PR #7262, opened 2026-03-17
fix(server): use correct call index in batch stream error handling

karesansui-u:
Closes #

## 🎯 Changes

Fix hardcoded `info.calls[0]` in the streaming batch response handler
(`resolveResponse.ts`). When a batch request contains multiple calls and
the 2nd+ call errors, the error shape incorrectly uses the first call's
`path`, `input`, and `type`.

The non-streaming batch handler in the same file correctly uses the map
index:

```typescript
// Non-streaming (L700) — correct:
const resultAsRPCResponse = results.map(
  ([error, result], index) => {
    const call = info.calls[index]!;
```

Only the streaming path (L600) was hardcoded to `[0]`.

```diff
-data: rpcCalls.map(async (res) => {
+data: rpcCalls.map(async (res, index) => {
   const [error, result] = await res;
-  const call = info.calls[0];
+  const call = info.calls[index];
```

This bug was not caught earlier because it only manifests when the 2nd+
call in a streaming batch request errors — a relatively narrow code path
compared to single-call or non-streaming batch errors.

## ✅ Checklist

## Summary by CodeRabbit

* **Bug Fixes**
  * Fixed batch streaming so each RPC call in a multi-call batch is matched to its corresponding response or error, preventing misrouting to the first call.

* **Tests**
  * Added a regression test that verifies errors and results are correctly mapped to the proper call in a batched stream scenario.

### DIFF
--- a/packages/client/src/links/httpBatchStreamLink.ts
+++ b/packages/client/src/links/httpBatchStreamLink.ts
@@ -105,6 +105,12 @@ export function httpBatchStreamLink<TRouter extends AnyRouter>(
             // The body is plain JSON, not JSONL, so parse it directly and
             // propagate the same error to every operation in the batch.
             const json = (await res.json()) as TRPCResponse;
+            if ('error' in json) {
+              json.error = resolvedOpts.transformer.output.deserialize(
+                json.error,
+              );
+            }
+
             return batchOps.map(
               (): Promise<HTTPResult> =>
                 Promise.resolve({
--- a/packages/tests/server/batching.test.ts
+++ b/packages/tests/server/batching.test.ts
@@ -2,19 +2,29 @@ import { testServerAndClientResource } from '@trpc/client/__tests__/testClientRe
 import { waitError } from '@trpc/server/__tests__/waitError';
 import { TRPCClientError } from '@trpc/client';
 import { initTRPC, TRPCError } from '@trpc/server';
+import superjson from 'superjson';
 import { z } from 'zod';
 
-const t = initTRPC.create();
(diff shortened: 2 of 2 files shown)


packages/server/src/unstable-core-do-not-import/http/resolveResponse.ts
```diff
@@ -597,10 +597,10 @@ export async function resolveResponse<TRouter extends AnyRouter>(
          * }
          */
         maxDepth: Infinity,
-        data: rpcCalls.map(async (res) => {
+        data: rpcCalls.map(async (res, index) => {
           const [error, result] = await res;
 
-          const call = info.calls[0];
+          const call = info.calls[index];
```
Nick-Lucas, line 603: Thank you for this, good catch. 

I noticed the overall suite was a bit weak for this case so rather than keep the tests in the regression folder, I've updated the httpBatchLink tests to also cover the httpBatchStreamLink too, and added your test as one of the cases there

It also flagged up another related inconsistence so good PR all round!

Nick-Lucas (dismissed):

packages/server/src/unstable-core-do-not-import/http/resolveResponse.ts
karesansui-u: @Nick-Lucas Thank you for merging this and for improving the test coverage! Moving the test into the httpBatchLink suite alongside httpBatchStreamLink makes much more sense than keeping it isolated in the regression folder.

Glad it helped surface another issue too.

Issue #3438, opened 2022-12-19
feat: fetch like behaviour for non-200 error codes 


fxdave:
### Describe the feature you'd like to request

I think the fetch's design is better in terms of error handling, since typescript cannot type errors. So catching an error is not type-safe.

> It returns a [Promise](https://developer.mozilla.org/en-US/docs/Web/JavaScript/Reference/Global_Objects/Promise) that resolves to the [Response](https://developer.mozilla.org/en-US/docs/Web/API/Response) to that request — as soon as the server responds with headers — **even if the server response is an HTTP error status.** - https://developer.mozilla.org/en-US/docs/Web/API/Fetch_API

If I send a 400 status code because the email is already set on a registration page, I cannot easily propagate the error back to the email input field, because tRPC can only type the 200 status.

I built a similar setup to tRPC before I found it, and I think I handled the errors better. In my case the return type was a [discriminated union](https://www.typescriptlang.org/docs/handbook/unions-and-intersections.html#discriminating-unions) of every possible response that the backend can send, including Internal Server Error, if the client wanted to handle that case.

I think it is an anti-pattern to use nature js errors in typescript. Sometimes throwing is useful, but it's not a safe thing to do. And I would like safety.

In my case, I defined the controllers like this:
```ts
export const authByAuthenticator = withResponse(async (req) => {
  const data = AuthByAuthenticator.schema.parse(req.body)
  const authResult = await authenticatorAuthService.authByAuthenticator(
    req.user.email,
    data.token
  )
  switch (authResult.result) {
    case 'accessDenied':
      return unauthorizedError()
    case 'wrongTOTP':
      return zodValidationError([
        {
          code: 'custom',
          path: ['token'],
          message: 'Wrong OTP'
        }
      ])
    case 'success':
      await authOTPLimit.resolve(req)
      return success({
        token: authResult.token,
        message: 'Good OTP, redirecting...'
      })
  }
})
```

### Describe the solution you'd like to see

I would like to have a way to return something like this:

```ts
return {
  statusCode: 200,
  result: 'success' as const,
  // ...
}
``` 

And I would like to get this back clientside, as well when the status is not 200
```ts
if(response.result === 'success') {
   // OK
} else if(response.result === 'somethingElse') {
   // Do something else and typesafely access special fields
   console.log(response.somethingThatExistsOnlyThisCase)
}
```

### Describe alternate solutions

I can achieve the same thing if I use 200 for every request, but it's not the same.

[...]

PR #7279, opened 2026-03-21
feat: Declared Errors for per-procedure error inference 

### LINKED ISSUE #6832: feat: custom type-safe errors

tRPC is awesome for providing end-to-end type safety, but there's one specific area which the library doesn't help very much, which is when dealing with errors.

What I want is a way to throw app-specific error codes from the server and have these error codes typed in the client. And not only that, I also want the error codes to be attached to each specific procedure, not to the entire router.

For example, if procedure `A` might throw errors `X` and `Y`, and procedure `B` might throw error `Z`, then when calling procedure `A`, you would only have the possible types of errors be `X`, `Y` or a generic error (for unexpected errors).

The solution I propose is heavily inspired by [oRPC's error handling](https://orpc.unnoq.com/docs/client/error-handling), where you define the expected errors in a per-procedure basis.

Here's a breakdown of what I want:
1. Have `.errors` method in the procedure builder, where you define your app-specific error codes, their respective tRPC error codes (e.g., `BAD_REQUEST`, `NOT_FOUND`, etc.) and optionally some data that needs to be included when throwing the error (using Standard Schema).
2. Have access to the defined errors in middlewares (`.use`) and procedures (`.query`, `.mutation` and `.subscription`) to be able to throw them.
3. In the client, know which errors types each procedure expects to throw.

Here's an example of what it could look like:
```ts
// Defining and throwing the errors in the server

export const appRouter = router({
  post: postRouter,
  hello: t.procedure.input(z.string().nullish()).query(({ input }) => {
  }),
});

// Client-side error handling
const [data, error] = await safe(client.getPost.query());
/* The array would be a union of
  | [
      undefined,
      | CustomTRPCClientError<
          'NOT_FOUND',
          'USER_NOT_FOUND',
          undefined
        >
      | CustomTRPCClientError<
          'BAD_REQUEST',
          'VALIDATION_ERROR',
          {
            field: string;
            message: string;
          }
        >
      | TRPCClientError
    ]
  | [string, undefined]
*/
if (error) {
  // Handle the error...
  return;
}
// `data` is defined
```

Just as a side note, we can already have type-safe app-specific errors codes through [error formatting](https://trpc.io/docs/server/error-formatting) ([example](https://www.gcasc.io/blog/trpc-i18n-errors)), but the error codes would be shared throughout the whole tRPC API.

### Additional information

_No response_

### 👨‍👧‍👦 Contributing

Nick-Lucas:
Closes https://github.com/trpc/trpc/issues/6832 https://github.com/trpc/trpc/issues/3438

Adds support for "Declared Errors" to tRPC, which adds to the existing errorFormatter with a factory API for custom error shapes which can be thrown from anywhere.

```ts
// Define application errors somewhere central
const BadPhoneError = createTRPCDeclaredError({
  code: 'UNAUTHORIZED',
  key: 'BAD_PHONE',
})
  .data<{
    reason: 'BAD_PHONE';
  }>()
  .create({
    constants: {
      reason: 'BAD_PHONE' as const,
    },
  });

  // Register errors to bypass the errorFormatter and propagate its shape to client, including in types
  registered: t.procedure.errors([BadPhoneError]).query(() => {
    throw new BadPhoneError();
  }),

  // Failing to register will result in a downgrade to an INTERNAL_SERVER_ERROR which is passed through the global errorFormatter
  unregistered: t.procedure.query(() => {
    throw new BadPhoneError();
  }),
});

```

Client usage is still a WIP but essentially boils down to a good type-discrimination story

```ts
// most basic case in a try-catch with vanilla client and so `error: unknown`
if (isTRPCClientError<AppRouter>(error)) {
  error.isDeclaredError('BAD_PHONE')
  error.isFormattedError()
}

// also new `safe` helpers for vanilla client and app-dir usage
const [result, error] = safe(trpc.path.query())
// error is now fully typed as a ClientError with any DeclaredErrors known to it
error.isFormattedError()
error.isDeclaredError('BAD_PHONE')

// and in tanstack integrations
const { data, error } = useQuery(trpc.path.queryOptions())
// error is equally safely typed as usage of safe() above
error.isFormattedError()
error.isDeclaredError('BAD_PHONE')
```

## 🎯 Changes

## ✅ Checklist

## Summary by CodeRabbit

* **New Features**
  * Introduced typed "declared errors" with client-side discrimination, client helpers to detect formatted vs declared errors, SSR now preserves declared-error metadata, and a minimal example app.

* **Bug Fixes**
  * Unregistered declared errors are downgraded to safe internal errors and emit warnings; clients receive formatted/internal shapes.

* **Refactor**
  * Procedure-aware error resolution unified across HTTP, WebSockets, and streaming for consistent propagation/downgrade behavior.

* **Documentation**
  * Consolidated and expanded error docs into a single "Errors" page with declared-errors guidance.

* **Tests**
  * Added extensive tests covering declared-error creation, registration, propagation, downgrade, and client-side narrowing.


heitorlisboa:
Hey there, I love to see errors getting the type-safety treatment they deserve.

I particularly liked the way you define errors: being able to define them anywhere and simply use a generic type to specify the data that should be included when throwing the error, instead of using a validator like in my proposal.

I also half like and half dislike that errors are not tied to procedures, like in oRPC. It's good because you can throw them from any function that will be called inside a procedure without having to provide the errors to them. And it's also bad because you can easily throw an unregistered error by accident, since it's too open.

However, I didn't like the way you check the error key in the client with `isDeclaredError('ERROR_KEY')`. I think you should be able to just get the error key string directly instead of using a function to compare the value, as this way you lose a lot of flexibility when treating the error.

And I *believe* that with `isDeclaredError` you also wouldn't be able to do exhaustive checks on the error key. For example, let's say you have 2 possible error keys, `BAD_PHONE` and `BAD_EMAIL`:
```ts
// If you check the error key `BAD_PHONE`
if (error.isDeclaredError('BAD_PHONE')) {
  // The error type is narrowed here
  console.log(mutation.error.data.reason);
  return;
}

// But here TypeScript wouldn't know that this can't be the `BAD_PHONE` error key
error.shape['~'].declaredErrorKey;
//               ^? 'BAD_PHONE' | 'BAD_EMAIL'

// Therefore, when checking the error key again, `BAD_PHONE` would still be a valid key
error.isDeclaredError('BAD_PHONE') // No type error!
```

Nick-Lucas:
Hey @heitorlisboa thank you for this, this is really helpful feedback!

> I also half like and half dislike that errors are not tied to procedures, like in oRPC.

Yes I had a good look at what they're doing, and binding an error to a procedure felt like it leads to some painful prop-drilling (and type wrangling) to get those to actual call-sites, or just try-catching in the procedure which defeats the point a bit. They also allow you to throw arbitrary errors from anywhere but they're not type-safe. That's why I've been settling towards the factory, it's sort of the best of both worlds.

> you should be able to just get the error key string directly

> you also wouldn't be able to do exhaustive checks on the error key

Yes the error key is actually there, just buried a bit - it felt pretty unergonomic to discriminate between formatted/global errors and declared ones just using the keys, hence the utilities.  `error.isDeclaredError()` is also valid syntax and returns a union type, but properly exposing the key (and key-type) would help for exhaustive checks

The client is definitely the area I've been feeling least confident in the design, would love to heard your thoughts (even a prototype on top of this PR!) about alternative designs. I think we can improve some of your concerns in the current design too though

Nick-Lucas:
Closing this as we agreed another approach internally which I'll attempt to tackle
++++++++++
**Task requirements:**
Would you filter the records and copy each line that contains the word "exhaustive"?

**Response to the task:**
And I *believe* that with `isDeclaredError` you also wouldn't be able to do exhaustive checks on the error key. For example, let's say you have 2 possible error keys, `BAD_PHONE` and `BAD_EMAIL`:
> you also wouldn't be able to do exhaustive checks on the error key
Yes the error key is actually there, just buried a bit - it felt pretty unergonomic to discriminate between formatted/global errors and declared ones just using the keys, hence the utilities.  `error.isDeclaredError()` is also valid syntax and returns a union type, but properly exposing the key (and key-type) would help for exhaustive checks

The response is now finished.